The COPULA Procedure

Model Fit Summary
Number of Observations	603
Data Set	WORK.RETURNS
Copula Type	Normal

Correlation Matrix
	ret_ibm	ret_msft	ret_bp	ret_ko	ret_duk
ret_ibm	1.0000	0.6232	0.5294	0.4725	0.4902
ret_msft	0.6232	1.0000	0.5229	0.5015	0.4567
ret_bp	0.5294	0.5229	1.0000	0.3980	0.4378
ret_ko	0.4725	0.5015	0.3980	1.0000	0.5283
ret_duk	0.4902	0.4567	0.4378	0.5283	1.0000

Next, the following statements restrict the data set to only those columns that contain correlation parameter estimates.

/* keep only correlation estimates */
data estimates;
   set estimates;
   keep ret_ibm ret_msft ret_bp ret_ko ret_duk;
run;

Then, in the following statements, the DEFINE statement specifies a normal copula named COP, and the CORR= option specifies that the data set Estimates be used as the source for the model parameters. The NDRAWS=500 option in the SIMULATE statement generates 500 observations from the normal copula. The OUTUNIFORM= option specifies the name of SAS data set to contain the simulated sample with uniform marginal distributions. Note that this syntax does not require the DATA= option.

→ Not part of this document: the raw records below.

PR #1584, opened 2025-02-07
PHPLIB-1613 Load drivers-evergreen-tools using submodule

GromNaN:
Fix PHPLIB-1613

### DIFF
--- a/.gitmodules
+++ b/.gitmodules
@@ -1,3 +1,6 @@
+[submodule "drivers-evergreen-tools"]
+	path = tests/drivers-evergreen-tools
+	url = https://github.com/mongodb-labs/drivers-evergreen-tools
 [submodule "specifications"]
 	path = tests/specifications
 	url = https://github.com/mongodb/specifications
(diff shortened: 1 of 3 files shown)


.gitmodules
```diff
@@ -1,3 +1,6 @@
+[submodule "drivers-tools"]
+	path = tests/drivers-tools
```
jmikola: I realize we use this for both Evergreen _and_ GitHub CI, but would it be preferable to keep the path consistent with the repository name?

jmikola (approved):

GromNaN:
I think there is a configuration of dependabot to do to ensure we get distinct PR for each submodule. The solution might be to create groups: https://docs.github.com/en/code-security/dependabot/dependabot-version-updates/optimizing-pr-creation-version-updates

GromNaN:
I'm merging the PR as the last dependabot PR #1587 is failing and I suspect the commit https://github.com/mongodb-labs/drivers-evergreen-tools/commit/31d5280ac32110207d4586e0007f21686bca3cd0

We will figure the best dependabot configuration in an other PR.

PR #1585, opened 2025-02-07
PHPLIB-1619: Pass ReadPreference via options array for executeCommand()

jmikola:
https://jira.mongodb.org/browse/PHPLIB-1619

Passing a ReadPreference directly was deprecated in PHPC 1.21 (PHPC-2489) and removed in 2.0 (PHPC-2485).


GromNaN (approved):
Thank you for fixing it so quickly.

PR #1605, opened 2025-02-24
PHPLIB-1492: Support sort option for updateOne and replaceOne

jmikola:
https://jira.mongodb.org/browse/PHPLIB-1492

Addresses both single-statement updates and bulk writes.

This will depend on https://github.com/mongodb/mongo-php-driver/pull/1794 being merged.


src/Operation/BulkWrite.php
```diff
@@ -91,6 +91,14 @@ class BulkWrite implements Executable
      *  * upsert (boolean): When true, a new document is created if no document
      *    matches the query. The default is false.
      *
+     * Supported options for replaceOne and updateOne operations:
+     *
+     *  * sort (document): Determines which document the operation modifies if
+     *    the query selects multiple documents.
+     *
+     *    This is not supported for server versions < 8.0 and will result in an
+     *    exception at execution time if used.
```
GromNaN, line 100: The meaning of "exception at execution" wasn't clear to me on first reading. I would have understood better with "runtime exception" or "server error". But we can keep that as it's consistent with the rest of the project.

src/Operation/BulkWrite.php
```diff
@@ -413,6 +425,14 @@ private function validateOperations(array $operations, ?DocumentCodec $codec, En
                         throw InvalidArgumentException::expectedDocumentType(sprintf('$operations[%d]["%s"][2]["collation"]', $i, $type), $args[2]['collation']);
                     }
 
+                    if (isset($args[2]['sort']) && ! is_document($args[2]['sort'])) {
+                        throw InvalidArgumentException::expectedDocumentType(sprintf('$operations[%d]["%s"][2]["sort"]', $i, $type), $args[2]['sort']);
+                    }
+
+                    if (isset($args[2]['sort']) && $args[2]['multi']) {
+                        throw new InvalidArgumentException(sprintf('"sort" option cannot be used with $operations[%d]["%s"]', $i, $type));
+                    }
```
GromNaN, line 434: Noted that the `multi` option cannot `true` for `replaceOne`, that why the validation is only for `updateMany` and `updateOne`.

GromNaN (approved):
LGTM

alcaeus (approved):

src/Operation/BulkWrite.php
jmikola: Aye, this language is used throughout the API documentation (both actual docs and these comments) to distinguish between exceptions raised during construction and during a call to `execute()`. I wouldn't object to changing it, but it should be done across the board if so.

GromNaN (approved):

PR #1608, opened 2025-02-25
PHPLIB-1635 BuilderEncoder accepts an instance of encoder instead of a class string

GromNaN:
Fix PHPLIB-1635

Provides better dependency injection capability.


src/Builder/Encoder/ExpressionEncoder.php
GromNaN, line 1: @alcaeus I also removed the interface and replaced the abstract class with a trait. That simplifies inheritance chain. This was useful for the constructor, but since only internal classes are instantiated by class name, I don't think we need them.

src/Builder/BuilderEncoder.php
```diff
@@ -67,7 +67,7 @@ public function canEncode(mixed $value): bool
         return (bool) $this->getEncoderFor($value)?->canEncode($value);
     }
 
-    public function encode(mixed $value): stdClass|array|string|int
+    public function encode(mixed $value): mixed
```
jmikola: Is `mixed` necessary here? I noticed it's absent on Encoder interface, which only specifies:

```
* @return mixed
* @psalm-return BSONType
```

I also noted that the original return type prior to this PR corresponds to the psalm-template implementation.

src/Builder/Encoder/PipelineEncoder.php
```diff
@@ -32,7 +34,7 @@
 
         $encoded = [];
         foreach ($value->getIterator() as $stage) {
-            $encoded[] = $this->encoder->encodeIfSupported($stage);
+            $encoded[] = $this->recursiveEncode($stage);
```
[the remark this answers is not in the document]
jmikola: Shouldn't the return type be derived from `@psalm-return` on `RecursiveEncode::recursiveEncode()`? If not, does this need to be ignored in the baseline?

jmikola (approved):
A couple of questions but I think the only change necessary may be a baseline addition for the psalm warning. No need to hold that up with a second review unless you want @alcaeus to take a look.

src/Builder/BuilderEncoder.php
GromNaN: Good point, that's what bothers me. There's no constraint on the return type of the custom encoders. So technically the `BuilderEncoder` could accept anything an `Encoder` would accept.

src/Builder/Encoder/PipelineEncoder.php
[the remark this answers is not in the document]
GromNaN: That's already ignored in the baseline, but the first time, GitHub stills shows it.

src/Builder/BuilderEncoder.php
GromNaN: I reverted to `Type|stdClass|array|string|int`, as this is expected.

PR #1610, opened 2025-02-26
PHPLIB-1634: Support encoding DateTimeInterface instances in aggregation builder

alcaeus:
PHPLIB-1634

With a new encoder, we only need to add DateTimeInterface to be accepted for the `date` type, as well as `any`. In addition, the stage factory needs manual updating, as well as some return types in the expression encoders.

### DIFF
--- a/src/Builder/Stage.php
+++ b/src/Builder/Stage.php
@@ -22,9 +22,9 @@ final class Stage
      *
      * @see https://www.mongodb.com/docs/manual/reference/operator/aggregation/match/
      *
-     * @param QueryInterface|FieldQueryInterface|Type|stdClass|array<array-key, mixed>|bool|float|int|string|DateTimeInterface|null ...$queries The query predicates to match
+     * @param DateTimeInterface|QueryInterface|FieldQueryInterface|Type|stdClass|array<array-key, mixed>|bool|float|int|string|null ...$queries The query predicates to match
      */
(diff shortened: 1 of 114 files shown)


src/Builder/Stage.php
```diff
@@ -21,9 +22,9 @@ final class Stage
      *
      * @see https://www.mongodb.com/docs/manual/reference/operator/aggregation/match/
      *
-     * @param QueryInterface|FieldQueryInterface|Type|stdClass|array<array-key,mixed>|bool|float|int|string|null ...$queries The query predicates to match
+     * @param QueryInterface|FieldQueryInterface|Type|stdClass|array<array-key, mixed>|bool|float|int|string|DateTimeInterface|null ...$queries The query predicates to match
      */
-    public static function match(QueryInterface|FieldQueryInterface|Type|stdClass|array|bool|float|int|string|null ...$queries): MatchStage
+    public static function match(QueryInterface|FieldQueryInterface|Type|stdClass|array|bool|float|int|string|DateTimeInterface|null ...$queries): MatchStage
```
alcaeus: This sent me on a short chase as I couldn't figure out why the match stage itself wasn't updated automatically. I forgot why we had to manually write this factory, but just leaving this here as a reminder for myself for the next time I have to make changes to the types accepted for `$match`.

GromNaN: nit: the types are sorted. I would keep the same order as in generated files.

```suggestion
    public static function match(DateTimeInterface|QueryInterface|FieldQueryInterface|Type|stdClass|array|bool|float|int|string|null ...$queries): MatchStage
```

GromNaN (approved):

/* Copula simulation of uniforms */
proc copula;
   var ret_ibm ret_msft ret_bp ret_ko ret_duk;
   define cop normal (corr = estimates);
   simulate cop / ndraws     = 500
                  seed       = 1234
                  outuniform = simulated_uniforms
                  plots=(datatype=uniform);
run;

The simulated data is contained in the new SAS data set, Simulated_Uniforms. A scatter plot matrix of uniform marginals contained in the data set is shown in Figure 10.3.

Figure 10.3: Simulated Data, Uniform Marginals

The preceding sequence of PROC COPULA usage—first fit, then simulate given estimated parameters—is a legitimate sequence but has a limitation in that the second COPULA call does not generate the sample according to the empirical distribution of the raw data. It generates only marginally uniform series.

In the following statements, the FIT statement fits a t copula to the returns data and at the same time simulates the sample according to empirical marginal distributions:

/* Copula estimation and simulation of returns */
proc copula data = returns;
   var ret_ibm ret_msft ret_bp ret_ko ret_duk;
   fit T;
   simulate / ndraws = 1000
              seed   = 1234
              out    = simulated_returns;
run;

The output of the statements is similar in structure to the output displayed in Figure 10.2 with the addition of parameter estimates and inference statistics that are specific to the copula model as shown in Figure 10.4. For a t copula, the degrees of freedom are displayed (as in Figure 10.4); for Archimedean copulas, the parameter "theta" is displayed; and for a normal copula, this table is not printed.

Figure 10.4: Copula Estimation: Specific Parameter Estimates

The COPULA Procedure

Parameter Estimates
Parameter	Estimate	Standard Error	t Value	Approx Pr > \|t\|
DF	3.659320	0.320729	11.41	<.0001

The simulated data is contained in the new SAS data set, Simulated_Returns.